ISACA provides a summary of the President’s executive order on cybersecurity issued earlier this month.
From the whoops I forgot to patch my system front
- The American Hospital Association reports that “Cyber actors continue to exploit vulnerabilities in the operating system for the Fortinet network security system, the FBI warned [Thursday May 27], noting that a group “almost certainly” exploited a Fortigate appliance this month to access a webserver hosting the domain for a U.S. municipal government. The agency said actors are actively targeting a broad range of victims across multiple sectors. The alert recommends actions to help organizations guard against the threat.” More background on the Fortinet situation is available on ZDNet.
- Bleeping Computer informs us that “A new ransomware threat calling itself Red Epsilon has been seen leveraging Microsoft Exchange server vulnerabilities to encrypt machines across the network. * * * The researchers found that the threat actor breached the enterprise network by exploiting unpatched vulnerabilities in on-premise Microsoft Exchange server. * * * Because of the critical severity, organizations across the world rushed to install the patches and in less than a month about 92% of the vulnerable on-premise Microsoft Exchange servers received the update.”
- Here is a link to the Bleeping Computers’ This Week in Ransomware for May 28, 2021.
- Also for MacOS users like the FEHBlog, Fortune reports that that “A newly discovered flaw in the macOS operating system could allow intruders to take screenshots, record video, or access files on a hard drive without the machine owner’s knowledge. * * * A type of malware, dubbed XCSSET, which was first discovered last year, has found a way to use permissions obtained by other apps to bypass TCC, giving it broad access to infected Macs. * * * Apple already has issued a patch to keep XCSSET from using this vulnerability and is encouraging anyone running macOS 11.4 or later to download it immediately.”
From the phishing front, Security Week alerts us that
The Russia-linked threat group believed to be behind the SolarWinds attack has been observed launching a new campaign this week. The attacks have targeted the United States and other countries, and involve a legitimate mass mailing service and impersonation of a government agency.
The latest attacks were analyzed by Microsoft, which tracks the threat actor as Nobelium, and by incident response firm Volexity, which has found some links to APT29, a notorious cyberspy group previously linked to Russia.
The campaign appears to have started on May 25 and Microsoft said it involved malicious emails being sent to roughly 3,000 accounts across over 150 organizations in 24 countries. The highest percentage of emails went to the United States, but Volexity also saw a significant number of victims in Europe.
Targeted organizations include government agencies, think tanks, NGOs, and consultants. Microsoft said at least a quarter of the targets are involved in human rights and international development work.
Meanwhile Fortune reports that
Several cyber security startups like IronScales and Vade Secure are using machine learning to spot phishing emails. Venture capitalists are betting that these startups will eventually become big businesses.
Tessian co-founder and CEO Tim Sadler said that his startup analyzes a company’s corporate emails to discover patterns, such as common email addresses that people correspond with, which could indicate that they are messages to customers, for instance. The company then uses this data to train a machine-learning model, which can scan emails and flag those that are suspicious before employees click on them.

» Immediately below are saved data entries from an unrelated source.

PR #319, opened 2026-09-11
feat(tx)!: one transaction path, Transaction V1 first class, legacy dropped

lgalabru:
## Summary

One change across the kit: every Solana transaction the kit builds, signs, encodes, decodes or broadcasts now goes through `core::tx`, legacy transactions are gone, and Transaction V1 ([SIMD-0385](https://github.com/solana-foundation/solana-improvement-documents/blob/main/proposals/0385-transaction-v1.md)) is a first-class message version for servers and clients. Spec side: solana-foundation/x402#11 and the MPP charge/session drafts.

| Commit | What |
|---|---|
| `build(deps)` | SDK 4.x line (solana-message ~4.4, solana-transaction ~4.1, hash 4.4, rpc-client 4.1), keychain `sdk-v4` from keychain main as a git dependency the kit carries itself (so path and git consumers inherit it), spl-token-2022 11, solana-account ^4, litesvm 0.16, surfpool main. Dependency-only; wire bytes unchanged. |
| `fix(clients)` | Every Go, Kotlin, Python and Swift client path builds a v0 message (the harnesses caught x402 upto in Go/Kotlin/Python and MPP charge in Swift still on legacy). |
| `fix(servers)!` | Go, TypeScript, Python, Ruby, PHP and Lua servers reject legacy transactions like the Rust server does; fixtures and conformance runners build v0. |
| `fix(review)` | Greptile findings: skip-preflight fallback through the canonical encoder; settlement packing measures with the configured compute budget; signature credentials are held to the server's accepted versions after `getTransaction`; integration-tests crate migrated to Token-2022 11. Plus `max_tx_version` on every client builder so a signer that cannot sign version 1 (Ledger) negotiates down. |
| `refactor(tx)` | `core::tx` (version, budget, wincode wire, build, envelope policy, canonical RPC send). Every build/sign/encode/decode/broadcast site moved onto it. Legacy dropped: clients build v0, verifiers reject legacy before any instruction check. `transactionVersions` on every challenge/requirements struct. |
| `feat(confidential)` | When the challenge advertises V1, the confidential charge settles in **one transaction**: the proofs are verified inline by the ZK ElGamal Proof program (three for `transfer`, five for `transfer_with_fee`) and Token-2022 reads them by instruction offset. No context-state or record accounts, so nothing to close or sweep. LiteSVM: plain transfer 2,499 bytes / ~238k CU (client requests 400k); fee-bearing transfer_with_fee 3,351 bytes / ~455k CU (five proofs cost 410,300 CU fixed; client requests 700k). Both paths have LiteSVM execution tests. The server allow-list admits context-less ZK verifies and sizes its base64 cap by the largest accepted version. v0 keeps the multi-transaction bundle. Also fixes `getTransaction` read-backs to pass `maxSupportedTransactionVersion: 1` (the bare call was legacy-only). |
| `feat(tx)` | `TxV1Mode { Auto, On, Off }` with a gate probe; servers accept/advertise/build V1 via `with_tx_v1`; `PayKitConfig::tx_v1` (default `Auto`); verifiers hold the V1 header config to the same caps as ComputeBudget instructions; per-version packing caps (18 voucher settlements and 62 reclaims per V1 tx vs 4 and 28); clients build the highest advertised version; LiteSVM end-to-end test. |

## Breaking changes

- **Legacy transactions are rejected by every server in every SDK** (Rust, Go, TypeScript, Python, Ruby, PHP, Lua), each at one shared decode boundary with the same message, and no client in any SDK builds them (Go, Kotlin, Python, Swift and TS all emit v0).
- `Broadcaster::send`, `TxPipeline::submit_verified` / `broadcast_verified`, `PreparedCharge::transaction` take/return `VersionedTransaction`.
- `settlement::packing::{tx_size, would_overflow_tx, pack}` take a `TxVersion` first; `SettlementConfig` gains `tx_version` / `compute_budget` (`with_tx_version` recalibrates the cap).
- `OpenTxOptions` gains `version` and `compute_budget` (derive `Default`).
- `core::signing::{sign_legacy_transaction, cosign_legacy_fee_payer}` removed; the two versioned helpers remain.
- `mpp::protocol::solana::check_transaction_packet_size` → `check_transaction_size(&VersionedTransaction)`.
- `TransactionExpectations` (batch-settlement policy) gains `accepted_versions`; `validate_open_instruction` (upto) takes it too.
- `verify_exact_transaction` takes `&VersionedTransaction`.
- `packing::{tx_size, would_overflow_tx, pack}` take the `Option<&ComputeBudget>` the transaction is built with, so batch boundaries account for the v0 ComputeBudget prefix.
- Client builders take a signer cap: `max_tx_version: Option<TxVersion>` on `BuildChargeTransactionOptions`, `PaymentChannelOpenOptions`, `BuildSubscriptionActivationOptions`, and as a parameter on x402 `build_payment[_header[_v1]]`, `build_upto_payload/header`, `resolve_terms[_with_token_program]`. `core::tx::negotiate` picks the highest version the challenge accepts that the signer can sign; `None` means no cap. The Ledger Solana app signs v0 but not yet v1, so a Ledger-backed client passes `Some(TxVersion::V0)`.

## Behaviour

- Servers default to **version 0 only, no RPC call**. Hosts opt in with `with_tx_v1(TxV1Mode::Auto)` (probe the `enable_tx_v1` account once) or `On`. The gate config defaults to `Auto`. Advertisement (`transactionVersions: [0, 1]`) is emitted only when V1 is accepted, so v0-only servers keep their exact wire shape.
- Operator-signed transactions use the highest accepted version. Client-built transactions use the highest version the challenge advertises, `[0]` when absent.
- **Every existing sanitization check stays.** V1 adds: envelope first (version, no lookup tables, size), header `computeUnitLimit` / per-unit price bounded by the same caps as the v0 instructions, `computeUnitLimit` required, ComputeBudget instructions inside a V1 message rejected.
- Wire encoding is wincode (canonical for all versions; bincode cannot encode V1). Decode rejects non-canonical bytes and trailing data. RPC sends hand the node the base64 string directly because solana-rpc-client still serializes with bincode.
- Confidential charges: one V1 transaction when the challenge advertises `[0, 1]`, the record-chunked v0 bundle otherwise. `ConfidentialTransferParams` gains `tx_version`.

## Publishing caveat

solana-keychain is a git dependency pinned to the commit on keychain main that carries the wincode 0.5 bump. Path and git consumers (pay) inherit it. `cargo publish` strips the git source and resolves crates.io beta.1, which does not compile against SDK 4.1+, so publishing the kit waits for keychain 2.0.0-beta.2.

## Verification

- `cargo test --workspace`: green, including the new LiteSVM V1 test (a 40-transfer V1 transaction that v0 cannot carry builds, signs, round-trips and executes).
- `cargo test -p solana-pay-kit --lib` with every feature except `litesvm-tests`: 1031 pass (the Redis integration test needs `PAY_KIT_TEST_REDIS_URL`).
- `cargo check --workspace --all-targets` and `--all-features`: clean.
- `cargo test -p solana-pay-kit --lib --features confidential,server,client,worker,litesvm-tests`: 1013 pass, including the LiteSVM confidential lifecycle test that now also executes the single V1 transaction and checks it against the server allow-list.
- Test fixtures that built legacy transactions now build v0. No assertion changed except the new legacy-rejection and V1 cases.


lgalabru:
@greptile-apps review

lgalabru:
@greptile-apps please review

lgalabru:
@greptile-apps review

rust/crates/kit/src/mpp/client/confidential.rs
```diff
@@ -538,6 +589,32 @@ async fn build_confidential_transfer_with_fee_bundle(
...
+        let ixs = inline_transfer_with_fee_instructions(
+            token_program,
+            sender_token_account,
+            params.mint,
+            recipient_token_account,
+            &sender_pubkey,
+            &proof_data,
+            &new_decryptable,
+        )?;
+        let budget = ComputeBudget::new(CONFIDENTIAL_INLINE_TRANSFER_COMPUTE_UNIT_LIMIT, 0);
```
EfeDurmaz16: These five proofs alone consume 410,300 CU, before the Token-2022 transfer, so the shared 400,000 limit always fails simulation here. Could we increase the budget and add a fee-bearing V1 execution test?

[Runtime costs](https://github.com/anza-xyz/agave/blob/v4.2.1/programs/zk-elgamal-proof/src/lib.rs#L19): 6,400 + 16,400 + 6,500 + 13,000 + 368,000.

typescript/packages/mpp/src/server/Charge.ts
```diff
@@ -1294,7 +1302,7 @@ async function fetchTransaction(rpcUrl: string, signature: string): Promise<Pars
                 {
                     commitment: 'confirmed',
                     encoding: 'jsonParsed',
-                    maxSupportedTransactionVersion: 0,
+                    maxSupportedTransactionVersion: 1,
```
EfeDurmaz16, line 1309: Non-blocking follow-up, also noted by the bot: signature credentials still accept confirmed legacy transactions in TypeScript, Go, and Python, while transaction-byte credentials reject them. Could we check the returned transaction version before consuming the signature or issuing a receipt, and cover signature-mode legacy rejection?

EfeDurmaz16 (commented):
Thanks! One fix is needed for the fee-bearing confidential V1 path below. The legacy signature check is a non-blocking follow-up.

Also, could we remove `harness/go-server/go-server`? It is a 15 MB compiled macOS binary that appears to have been committed by accident.

rust/crates/kit/src/mpp/client/confidential.rs
lgalabru: Good catch, thanks. Measured on LiteSVM: the fee-bearing single transaction is 455,393 CU / 3,351 bytes (plain: 238,057 / 2,499). The two paths now have separate limits (400k plain, 700k with fee) and there is a fee-bearing LiteSVM execution test next to the plain one (`inline_v1_confidential_transfer_with_fee_executes_in_litesvm`), which also checks the recipient recovers amount minus fee.

typescript/packages/mpp/src/server/Charge.ts
lgalabru: Done in the same push: TypeScript, Go and Python now check the reported version before consuming the signature or issuing a receipt (legacy and missing versions rejected, 0/1 accepted, same messages as Rust's `check_reported_version`), with signature-mode legacy rejection tests per path. Go's fetch also asks for maxSupportedTransactionVersion 1 now. The stray go-server binary is removed in the commit before this one.

lgalabru:
@greptile-apps review

EfeDurmaz16 (approved):
Looks good, thanks! Non-blocking follow-up: could we enable litesvm-tests in CI so the new fee-bearing V1 execution test runs there too?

The machine learning system also displays the reasons why it suspects an email is fraudulent, such as it featuring a strange web link or misspellings of employee names. * * *
One challenge facing companies trying to combat phishing is the rise of more realistic attacks aided by advances in natural language processing, a subset of A.I. that involves computers creating and understanding text. Bishop said that advances in powerful language models like OpenAI’s GPT-3 systemcould lead to criminals more easily creating phishing emails that appear to be personalized to particular recipients. For instance, such an email could contain an A.I.-generated message in which the writing style is similar to a worker’s boss, making it harder to spot a fraud.
As a result, Tessian, and other companies, are on a quest to improve their A.I. to detect more advanced A.I.-powered phishing attacks, which could one day be as “prevalent as spam,” {Tessian co-founder and chief technology officer Ed] Bishop said.